◆ REQUIRED WORK: Identify all lines in the data containing the string "well". Copy them out.

(Data records)
************
PR #2620, opened 2023-05-12
Use `ExtractParameters` in handlers

### LINKED ISSUE #2465: Refactor how we process handlers params
### What should be done?

The `internal/handlers/common` package contains code responsible for processing and validating various handlers' parameters. This code includes both generic functions such as `GetRequiredParam` and `GetOptionalParam`, as well as parameter-specific functions such as `GetSkipParam` and `GetLimitParam`. However, there are a few issues with this code.

Firstly, the **errors** returned by these functions are not adequately documented. It is unclear what these errors represent and when they should be returned. Additionally, the functions themselves lack documentation about the potential errors they may return.

Secondly, the **functions** are spread out across the entire package, making it challenging to locate and understand them.

To address these issues, significant refactoring is required. In this issue, let's create a separate package `commonparams` dedicated solely to parameter processing. This would consolidate all related code in one place and enable better documentation of both the functions and the errors they may return.

**For the scope of this issue**, the goal is to learn about parameter processing issues and send a pull request with better structuring, documentation, and possibly other improvements. 

### Where?

https://github.com/FerretDB/FerretDB/blob/main/internal/handlers/common/params.go
https://github.com/FerretDB/FerretDB/blob/main/internal/handlers/common/limit.go
https://github.com/FerretDB/FerretDB/blob/main/internal/handlers/common/scale.go
https://github.com/FerretDB/FerretDB/blob/main/internal/handlers/common/skip.go

Check other `Get*Param` functions too.

### Definition of Done

- all handlers updated;
- unit tests added/updated if needed;
- integration/compatibility tests added/updated if needed;
- spot refactorings done;
- significant refactoring are not done.

w84thesun:
# Description

Closes #2465.

In this PR I changed the `delete`, `distinct`, `find`, `findAndModify`, `insert` and `update` handlers to extract parameters with the `ExtractParam` function.

`explain` has to be implemented separately as its behaviour is slightly different from other handlers.

I added support for the following new tags:
   - `positiveNumber` - provided value must be of types [int, long, double] and greater than 0,
     double values would be rounded to long;
   - `wholePositiveNumber` - provided value must be of types [int, long] and greater than 0;
   - `numericBool` - provided value must be of types [bool, int, long, double] and would be converted to bool;
   - `zeroOrOneAsBool` - provided value must be of types [int, long, double] with possible values `0` or `1`.

_Please suggest better naming for `numericBool` and `zeroOrOneAsBool`._

Those are needed to choose from different numeric parameter functions like `GetBoolOptionalParam` or `getWholeParamStrict`. We can remove them if we will decide to unify the way we process parameters.

Some of the error messages were unified to form `BSON <handler>.<parameter> has wrong ...`

## Readiness checklist


internal/handlers/commonparams/extract_params.go
```diff
@@ -37,10 +40,30 @@ import (
...
+//   - `ignored` - field is ignored;
+//   - `numericBool` - field is of type `bool` but can be parsed from numeric types;
+//   - `strict` - fields of numeric types are parsed strictly;
+//   - `positive` - fields of numeric types must be positive;
+//   - `numericAsBool` - fields of numeric types that must have as values only `0` or `1`.
 //
 // Collection field processed in a special way. For the commands that require collection name
 // it is extracted from the command name.
+// If the field could have different types (e.g. `*types.Document` and `*types.Array`) then
+// the field must be of type `any`.
```
AlekSi, line 52: In that particular case it could (and probably should) be `types.CompositeTypeInterface`

internal/handlers/commonparams/extract_params.go
```diff
@@ -37,10 +40,30 @@ import (
 //   - `opt` - field is optional;
 //   - `non-default` - field is unimplemented for non-default values;
 //   - `unimplemented` - field is not implemented yet;
-//   - `ignored` - field is ignored.
+//   - `ignored` - field is ignored;
+//   - `numericBool` - field is of type `bool` but can be parsed from numeric types;
+//   - `strict` - fields of numeric types are parsed strictly;
+//   - `positive` - fields of numeric types must be positive;
+//   - `numericAsBool` - fields of numeric types that must have as values only `0` or `1`.
```
AlekSi, line 47: Some of those tags are hard to understand. What is the default value for `opt`? Why `non-default` is not implemented? (I guess it should be `unimplemented-non-default`, but then what is the default value?) `strict` can't be defined as "strict" (you can't define X in terms of X itself). Etc

AlekSi (commented):
Please re-request review when tests pass

internal/handlers/commonparams/extract_params.go
w84thesun: Some of the parameters we don't process right now, like `count.hint` could be either `string` or `*types.Document`. That's why I suggested using `any`.

AlekSi: I think we should remove everything that is not being used: writing code "just in case" might we fine when design is frozen, but it is not frozen yet, and then we will have more code to update

w84thesun: But if we remove everything that is not used we will return errors like 'field X is not expected' for the fields that could be used in some command. If we ok with that then I can remove all unused fields.

AlekSi: Then it is being used, but indirectly… Let's wrap it up so there are no regressions (like we had with `count`). We will return to it later

internal/handlers/commonparams/extract_params.go
w84thesun: I rewrote the descriptions to explain what those tags should be used for.

internal/handlers/commonparams/extract_params.go
```diff
@@ -211,8 +268,87 @@ func setStructField(elem *reflect.Value, i int, command, key string, val any) er
...
+			if !ok {
+				return commonerrors.NewCommandErrorMsgWithArgument(
+					commonerrors.ErrTypeMismatch,
+					fmt.Sprintf(
+						`BSON field '%s.%s' is the wrong type '%s', expected type '%s'`,
+						command, key, AliasFromType(val), AliasFromType(fv.Interface()),
+					),
+					command,
+				)
+			}
```
chilagrow, line 339: In the future we may find this logic may be too strict. Array may contain elements that isn't document. But we don't have example parameter for now so it's probably ok as it is for now.

internal/handlers/common/delete.go
```diff
@@ -15,147 +15,59 @@
...
 
-	collectionParam, err := document.Get(document.Command())
-	if err != nil {
-		return nil, err
-	}
-
-	var ok bool
-	if collection, ok = collectionParam.(string); !ok {
+	err := commonparams.ExtractParams(document, "delete", &params, l)
+	if errors.Is(err, commonparams.ErrFieldNotPopulated) {
```
chilagrow, line 60: `"BSON field 'delete.deletes.limit' is missing but a required field"` is too specific error message since there are other field not optional. Missing field may not be `limit` but it might be `q` filter.

internal/handlers/common/update_params.go
```diff
@@ -15,132 +15,63 @@
...
 
-// UpdatesParams represents parameters for update command.
+// UpdatesParams represents parameters for the update command.
 type UpdatesParams struct {
-	DB         string
-	Collection string
-	Updates    []UpdateParams
+	DB         string         `ferretdb:"$db"`
+	Collection string         `ferretdb:"collection"`
+	Updates    []UpdateParams `ferretdb:"updates"`
```
chilagrow, line 28: Should `Updates` be `opt` parameter?

internal/handlers/commonparams/params.go
```diff
@@ -74,59 +74,134 @@ func GetWholeNumberParam(value any) (int64, error) {
...
-	case errors.Is(err, ErrLongExceededPositive):
-		return math.MaxInt64, nil
+	return whole, nil
+}
 
-	case errors.Is(err, ErrLongExceededNegative):
-		return 0, commonerrors.NewCommandError(
-			commonerrors.ErrValueNegative,
-			fmt.Errorf("BSON field '%s' value must be >= 0, actual value '%d'", param, int(math.Ceil(value.(float64)))),
+// GetBoolOptionalParam returns doc's bool value for key.
```
chilagrow, line 182:
```suggestion
// GetBoolOptionalParam returns bool value of v.
```

internal/handlers/common/distinct.go
```diff
@@ -30,68 +29,33 @@ import (
...
-	Ignored(document, l, ignoredFields...)
-
 	var dp DistinctParams
 
-	if dp.DB, err = GetRequiredParam[string](document, "$db"); err != nil {
-		return nil, err
-	}
-
-	collectionParam, err := document.Get(document.Command())
+	err := commonparams.ExtractParams(document, "distinct", &dp, l)
```
chilagrow, line 47: I think you want to catch `ErrFieldNotPopulated` for missing `key`

internal/handlers/commonparams/extract_params.go
```diff
@@ -29,18 +29,42 @@ import (
...
-//   - `ignored` - field is ignored.
+//   - `opt` - field is optional, the field value would not be set if it's not present in the document;
+//   - `unimplemented-non-default` - error would be returned if non-default value for the field is provided;
+//   - `unimplemented` - error would be returned if the value is present in the document;
+//   - `ignored` - field is ignored and would not be set, but it would be logged;
+//   - `positiveNumber` - provided value must be of types [int, long, double] and greater than 0,
+//     double values would be rounded to long;
+//   - `wholePositiveNumber` - provided value must be of types [int, long] and greater than 0;
+//   - `numericBool` - provided value must be of types [bool, int, long, double] and would be converted to bool;
+//   - `numericAsBool` - provided value must be of types [int, long, double] with possible values `0` or `1`.
```
chilagrow, line 48: `zeroOrOneAsBool` might be more specific :hugs:

chilagrow (commented):
Great work :hugs: My comments are mainly just catching corner cases.

internal/handlers/common/update_params.go
```diff
@@ -15,132 +15,63 @@
...
-	Update  *types.Document
-	Comment string
-	Multi   bool
-	Upsert  bool
+	// TODO: https://github.com/FerretDB/FerretDB/issues/2627
+	// get comment from query, e.g. db.collection.UpdateOne({"_id":"string", "$comment: "test"},{$set:{"v":"foo""}})
+	Filter *types.Document `ferretdb:"q,opt"`
+	Update *types.Document `ferretdb:"u,opt"`
+	Multi  bool            `ferretdb:"multi,opt"`
+	Upsert bool            `ferretdb:"upsert,opt"`
```
rumyantseva, line 46: Isn't his one `numericAsBool`?

internal/handlers/commonparams/extract_params.go
```diff
@@ -29,18 +29,42 @@ import (
...
 )
 
+// ErrFieldNotPopulated is returned when a required field is not populated.
+var ErrFieldNotPopulated = errors.New("required field is not populated")
+
 // ExtractParams fill passed value structure with parameters from the document.
 // If the passed value is not a pointer to the structure it panics.
 // Parameters are extracted by the field name or by the `ferretdb` tag.
 //
 // Possible tags:
```
rumyantseva, line 39: What I don't see in this list is numbers that will be rounded to X if too big value is set. As far as I remember, this is how `scale` in `collStats`/`dbStats` work. But I guess we don't move `scale` yet, right?

internal/handlers/commonparams/extract_params.go
```diff
@@ -29,18 +29,42 @@ import (
...
-//   - `unimplemented` - field is not implemented yet;
-//   - `ignored` - field is ignored.
+//   - `opt` - field is optional, the field value would not be set if it's not present in the document;
+//   - `unimplemented-non-default` - error would be returned if non-default value for the field is provided;
+//   - `unimplemented` - error would be returned if the value is present in the document;
+//   - `ignored` - field is ignored and would not be set, but it would be logged;
+//   - `positiveNumber` - provided value must be of types [int, long, double] and greater than 0,
+//     double values would be rounded to long;
+//   - `wholePositiveNumber` - provided value must be of types [int, long] and greater than 0;
+//   - `numericBool` - provided value must be of types [bool, int, long, double] and would be converted to bool;
```
rumyantseva, line 47: Are there examples where `numericBool` and `numericAsBool` used? I don't see them being provided as tags.

rumyantseva (commented):
Started reviewing (not a full review yet). 

New tags seem useful!

rumyantseva (commented):
Started reviewing (not a full review yet). 

New tags seem useful!

internal/handlers/common/update_params.go
w84thesun: No, it’s a required parameter.

chilagrow: Ah okie so we need to handle `ErrFieldNotPopulated` for missing field. :hugs:

w84thesun: Make it handled inside `checkAllRequiredFIeldsPopulated`.

internal/handlers/common/distinct.go
w84thesun: Make it handled inside checkAllRequiredFIeldsPopulated.

internal/handlers/common/update_params.go
w84thesun: I don't see it's tested for those values. In `findAndModify` it's just bool.

internal/handlers/commonparams/extract_params.go
w84thesun: Yes, we move only `delete`, `distinct`, `find`, `findAndModify`, `insert` and `update`.

internal/handlers/commonparams/extract_params.go
w84thesun: Make it handled inside `checkAllRequiredFIeldsPopulated`.

internal/handlers/common/update_params.go
chilagrow: It's not tested but turns out it is `numericBool`.

```
db.testdata.runCommand({"findAndModify":"testdata","update":{"$set":{}}, "upsert":-50})
{
  lastErrorObject: {
    n: 1,
    updatedExisting: false,
    upserted: ObjectId("6461df27425e9da653295bf9")
  },
  value: null,
  ok: 1
}
```

internal/handlers/commonparams/extract_params.go
```diff
@@ -267,8 +405,17 @@ func checkAllRequiredFieldsPopulated(v *reflect.Value, command string, keys []st
...
+		if key == "-" {
+			continue
+		}
+
 		if !slices.Contains(keys, key) {
-			return lazyerrors.Errorf("required field %q is not populated", key)
+			return commonerrors.NewCommandErrorMsgWithArgument(
+				commonerrors.ErrMissingField,
+				fmt.Sprintf("BSON field '%s.%s' is missing but a required field", command, key),
+				"limit",
```
chilagrow, line 417:
```suggestion
				command,
```

internal/handlers/common/update_params.go
chilagrow: Yeah looks good

internal/handlers/commonparams/params.go
```diff
@@ -74,59 +74,134 @@ func GetWholeNumberParam(value any) (int64, error) {
...
 
-	case errors.Is(err, ErrLongExceededNegative):
-		return 0, commonerrors.NewCommandError(
-			commonerrors.ErrValueNegative,
-			fmt.Errorf("BSON field '%s' value must be >= 0, actual value '%d'", param, int(math.Ceil(value.(float64)))),
+// GetBoolOptionalParam returns bool value of v.
+// Non-zero double, long, and int values return true.
+// Zero values for those types, as well as nulls and missing fields, return false.
+// Other types return a protocol error.
+func GetBoolOptionalParam(v any, key string) (bool, error) {
```
rumyantseva, line 186: `getOptionalPositiveNumber(key string, value any)` has the signature key-value, this one has the opposite signature - `value - key`. Let's make them the same, so it's consistent?

rumyantseva (approved):
Ok, I like the tests, and the returned errors look reasonable to me.
I see a bit of inconsistency in function names, but I think we can fix them later when we meet this inconsistency somewhere.

internal/handlers/commonparams/extract_params.go
AlekSi: That being said, the original review comment still stands – that example is bad, the one in your response is much better. The comment should be updated.

internal/handlers/commonparams/extract_params.go
AlekSi: > `opt` - field is optional, the field value would not be set if it's not present in the document;

Ok, so if the field is required, will it be set if it is not in the document? That's pretty much the opposite of being required, no?

Based on that documentation, I don't know how to use that function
************
◆ TASK RESPONSE:
The `internal/handlers/common` package contains code responsible for processing and validating various handlers' parameters. This code includes both generic functions such as `GetRequiredParam` and `GetOptionalParam`, as well as parameter-specific functions such as `GetSkipParam` and `GetLimitParam`. However, there are a few issues with this code.
+// Zero values for those types, as well as nulls and missing fields, return false.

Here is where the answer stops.